▸ TASK GOAL
In the records below, find each line with the word "anywhere" and copy it.

======== SUPPLIED RECORDS ========

PR #390, opened 2021-10-29
fix(Connected Components): Send work on save and submit

### LINKED ISSUE #389: Notify connected components on save and submit
Right now new student work is only sent to the connected components when studentDataChanged() is called. We also want to send the new student work to the connected components when the student work is saved or submitted.

geoffreykwan:
Test that submitting the Embedded table renders the graph.
https://wise.berkeley.edu/preview/unit/32968/node162

Make sure to use the updated appliances table that saves on submit.
https://wise.berkeley.edu/curriculum/shared/appliances-kwh-co2-table/v1/appliances-new.html

Previously, submitting the updated appliances table would not trigger the graph rendering but now it should.

Also make sure other instances of connected components on the same step still work properly. For example [Thermodynamics Challenge - 2.8: Run Your Experiments](https://wise.berkeley.edu/preview/unit/32121/node81).

Closes #389

### DIFF
--- a/src/assets/wise5/vle/node/nodeController.ts
+++ b/src/assets/wise5/vle/node/nodeController.ts
@@ -536,6 +536,9 @@ class NodeController {
             componentEvents,
             componentAnnotations
           } = this.getDataArraysToSaveFromComponentStates(componentStatesFromComponents);
+          componentStates.forEach((componentState: any) => {
+            this.notifyConnectedParts(componentId, componentState);
+          });
           return this.StudentDataService.saveToServer(
             componentStates,
             componentEvents,


breity (approved):
Looks good.

For the Embedded table and graph activities (like this one: https://wise.berkeley.edu/preview/unit/32968/node162), the grading view shows every previous trial on the graph while the VLE only shows the most recent (which matches the table). We should implement individual submits/saves for connected graphs in the future.

As a temporary solution, we can check "Enable Trials" and "Hide Existing Trials on New Trial" in the authoring tool for the connected graph.

PR #405, opened 2021-11-12
fix(Events Export): Fix duplicate events bug

### LINKED ISSUE #404: Bug: export events duplicate rows
### Description

Events are duplicated for each workgroup in the run

### Steps to Reproduce

1. Export events for a run with at least 2 workgroups

**Expected behavior:**
Export should contain events for each workgroup

**Actual behavior:**
Export contains duplicate events for every workgroup in the run

geoffreykwan:
1. Go to a run that has at least 2 workgroups with events
2. Download the Events export
3. Make sure all the event rows are unique. If you copy an Event ID in the export (Column R) and search for it, you should only find it in one row.

The fix was a one liner but I also refactored some functions. This line with the workgroupId check was the only thing that was needed to fix the bug.
https://github.com/WISE-Community/WISE-Client/blob/3c0abe9c1c7b5afe7a9446ece25161f810de0983/src/assets/wise5/classroomMonitor/dataExport/dataExportController.ts#L987-L988

Closes #404

### DIFF
--- a/src/assets/wise5/classroomMonitor/dataExport/dataExportController.ts
+++ b/src/assets/wise5/classroomMonitor/dataExport/dataExportController.ts
@@ -963,32 +963,71 @@ class DataExportController {
     columnNameToNumber: any,
     events: any[]
   ): number {
-    const workgroups = this.ConfigService.getClassmateUserInfosSortedByWorkgroupId();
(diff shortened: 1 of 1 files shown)


breity (approved):
Looks good. 👍

PR #408, opened 2021-11-19
feat(Peer Group): Implement teacher manual assignment view

### LINKED ISSUE #407: Create view for manually assigning peer groups
The view should be opened in a popup from a button in the Peer Chat step grading view.

It should
- show all the groups
- show all unassigned workgroups
- allow creating a new group
- allow dragging and dropping workgroups into a different group

Here is a mockup of what it should roughly look like.
https://balsamiq.cloud/s8brvqj/p9j1not/r2370

geoffreykwan:
1. Log in as a teacher and open the Classroom Monitor for a run that contains a Peer Chat component
2. Go to the Grade By Step view for the step that contains the Peer Chat component
3. Click the "Peer Group" button near the top of the step to open the Peer Group view
4. The Groups in this view are mocked using the existing workgroups in the run. Nothing has been hooked up with the backend so nothing will save.
5. Test out moving the workgroups around
6. Test out creating a new group
7. Test out changing periods

Some questions
Should we allow the teacher to create groups across periods in the the All Periods view?
What are we going to show in the [Peer Chat activity details](https://balsamiq.cloud/s8brvqj/p9j1not/r2370) popup in the upper right?

Closes #407

### DIFF
--- a/src/assets/wise5/classroomMonitor/classroomMonitorComponents/nodeGrading/nodeGradingView/nodeGradingView.ts
+++ b/src/assets/wise5/classroomMonitor/classroomMonitorComponents/nodeGrading/nodeGradingView/nodeGradingView.ts
@@ -5,6 +5,7 @@ import { ConfigService } from '../../../../services/configService';
 import { NodeService } from '../../../../services/nodeService';
 import { MilestoneService } from '../../../../services/milestoneService';
 import { NotificationService } from '../../../../services/notificationService';
+import { PeerGroupService } from '../../../../services/peerGroupService';
 import { StudentStatusService } from '../../../../services/studentStatusService';
 import { TeacherDataService } from '../../../../services/teacherDataService';
 import * as angular from 'angular';
@@ -29,6 +30,7 @@ export class NodeGradingViewController {
   nodeHasWork: boolean;
   nodeId: string;
   numRubrics: number;
+  peerGroupComponentIds: string[];
   sortOrder: object = {
     team: ['-isVisible', 'workgroupId'],
     '-team': ['-isVisible', '-workgroupId'],
@@ -52,6 +54,7 @@ export class NodeGradingViewController {
     'MilestoneService',
     'NodeService',
     'NotificationService',
+    'PeerGroupService',
     'ProjectService',
     'StudentStatusService',
     'TeacherDataService'
@@ -64,6 +67,7 @@ export class NodeGradingViewController {
     protected MilestoneService: MilestoneService,
     protected NodeService: NodeService,
     protected NotificationService: NotificationService,
+    protected PeerGroupService: PeerGroupService,
     protected ProjectService: TeacherProjectService,
     protected StudentStatusService: StudentStatusService,
     protected TeacherDataService: TeacherDataService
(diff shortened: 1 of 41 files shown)


src/assets/wise5/classroomMonitor/classroomMonitorComponents/nodeGrading/nodeGradingView/nodeGradingView.ts
```diff
@@ -359,6 +364,14 @@ export class NodeGradingViewController {
...
     this.MilestoneService.showMilestoneDetails(this.milestoneReport, $event);
   }
+
+  showPeerGroupGroupings(nodeId: string, componentId: string): void {
+    this.NodeService.showPeerGroupDetails(
+      this.TeacherDataService.getCurrentPeriod().periodId,
+      nodeId,
+      componentId
+    );
+  }
```
hirokiterashima, line 374: What's the reason for putting showPeerGroupDetails() in NodeService when all it does is open a dialog? Can that be done in this function instead?

src/assets/wise5/classroomMonitor/classroomMonitorComponents/peer-group/peer-group-dialog/peer-group-dialog.component.ts
```diff
@@ -0,0 +1,209 @@
...
+      return 0;
+    }
+  }
+
+  createGrouping(id: number = this.nextAvailableGroupId, workgroups: any[]): any {
+    return {
+      id: id,
+      workgroups: workgroups
+    };
+  }
```
hirokiterashima: Instead of returning any, should we define a Grouping class and return that?

hirokiterashima (changes requested):
Looking good.

See inline comments and questions. My main suggestion is to create a new Groupings class and use that instead of "any". I think that would make the code more clear.

src/assets/wise5/classroomMonitor/classroomMonitorComponents/nodeGrading/nodeGradingView/nodeGradingView.ts
geoffreykwan: nodeGradingView.ts is old Angular. PeerGroupDialogComponent.ts is a new Angular component. Right now it's easier to open the dialog from NodeService.ts since NodeService is a new Angular service. Maybe we could downgrade PeerGroupDialogComponent and try to open it from the old Angular world if we really wanted to. Is it worth it?

src/assets/wise5/classroomMonitor/classroomMonitorComponents/peer-group/peer-group-dialog/peer-group-dialog.component.ts
geoffreykwan: This is code used for mocking and will be deleted later. We should create a PeerGroup class when we integrate with the real backend calls.

hirokiterashima (approved):

breity:
Looking good.
> Should we allow the teacher to create groups across periods in the the All Periods view?

I updated so that each period is distinct in the All Periods view and teacher can only create groups within period.
> What are we going to show in the [Peer Chat activity details](https://balsamiq.cloud/s8brvqj/p9j1not/r2370) popup in the upper right?

Yeah, let's discuss this. We can create a new issue for it.

One other thought - do we need the confirmation dialog when moving teams? I wonder if it's necessary for peer groups, seeing as it will only affect work for a specific component in this case. Or maybe could just clarify in the warning text that the work will still be visible to the previous group but not to the student(s) that move out of the group.

Also should probably only show the warning if the team has added any component states tied to the group. But we can create a new issue for this.

What do you think @geoffreykwan @hirokiterashima? Once we decide, I'll either remove the confirmation or update the warning text.

breity:
After chatting with @geoffreykwan, we decided to keep confirmation dialog for now. I updated the text to better clarify what happens when removing students from a group. I'll create a separate task to discuss whether we should only show if team has submitted work to the group.

breity (approved):

hirokiterashima (approved):

PR #1265, opened 2023-05-18
refactor(Graph): Move plot line code to its own file

### LINKED ISSUE #1264: refactor(Graph): Move plot line code to its own file

geoffreykwan:
## Changes

Moved plot line code to plot-line-manager.ts.

## Test

- Make sure "X Axis Plot Line" and "Y Axis Plot Line" show up (author this in Graph advanced authoring)
- Make sure "Show Mouse X Plot Line" and "Show Mouse Y Plot Line" works (author this in Graph advanced authoring)
- Make sure basic Graph functionality still works

Closes #1264


hirokiterashima (commented):
What if, instead of defining PlotLineManager.removeAndAddPlotLine(), the PlotLine has a reference to the axis and defines its own removeAndAdd() function?

```
export class PlotLine {
  axis: any;
  ...
  constructor(id: string, axis: any, value: number, text: string) {
  ...
  removeAndAdd(): void {
    this.axis.removePlotLine(this.id);
    this.axis.addPlotLine(this);
  }
```

Then, anywhere that calls PlotLineManager.showXPlotLine() can be replaced with
```
    new XPlotLine(GET_X_AXIS, x, text).removeAndAdd();
```
and anywhere that calls PlotLineManager.showYPlotLine()  can be replaced with
```
    new YPlotLine(GET_Y_AXIS, y, text).removeAndAdd();
```

This would remove the need to define and test PlotLineManager.showXPlotLine() and PlotLineManager.showYPlotLine(), which is where the code duplication is happening right now. You would only need to write test for PlotLine.removeAndAdd()

geoffreykwan:
I removed this code because we don't need it anymore. Test to make sure the plot line labels still work.

```
  applyHighchartsPlotLinesLabelFix() {
    Highcharts.wrap(Highcharts.Axis.prototype, 'getPlotLinePath', function (proceed) {
      var path = proceed.apply(this, Array.prototype.slice.call(arguments, 1));
      if (path) {
        path.flat = false;
      }
      return path;
    });
  }
```

hirokiterashima (approved):
LGTM

PR #1269, opened 2023-05-18
fix(Authoring): Can't load step you were previously on

### LINKED ISSUE #1268: bug(Authoring): Can't load step you were previously on
2. Click on a step to go into it
3. Click the "Unit Home" button at the upper left to go back to the project view
4. Click on the same step you were previously on. You would not be taken into the step but you should.

geoffreykwan:
## Changes

Call teacherDataService.setCurrentNode(null) in node-authoring.component.ts ngOnDestroy() if the current node id is the same as this node id.

## Test

2. Click on a step to go into it
3. Click the "Unit Home" button at the upper left to go back to the project view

========

▸ RESPONSE TO THIS EXERCISE
Then, anywhere that calls PlotLineManager.showXPlotLine() can be replaced with
and anywhere that calls PlotLineManager.showYPlotLine()  can be replaced with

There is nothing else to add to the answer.